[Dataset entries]
:::::
PR #9604, opened 2026-01-09
Inform users that Extrude To is only for parallel faces

### LINKED ISSUE #8846: Extrude To is actually Extrude To Parallel Face
Extrude to should better communicate the limitations.
You can only extrude to a face (no edges or points)
And the face should be parallel to the one you are extruding

Image

pierremtb:
Fixes #8846

That is until https://github.com/KittyCAD/engine/issues/3855

image


pierremtb:
That's your catch 🫡

PR #9606, opened 2026-01-09
Don't merge: Continued polling of balance to debug update lag

pierremtb:
Towards #9533


pierremtb:
Closing for now as #9533 isn't moving further app side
:::::
PROBLEM STATEMENT. From the records given above, copy all lines containing "should".

WRITTEN ANSWER.
Extrude to should better communicate the limitations.
And the face should be parallel to the one you are extruding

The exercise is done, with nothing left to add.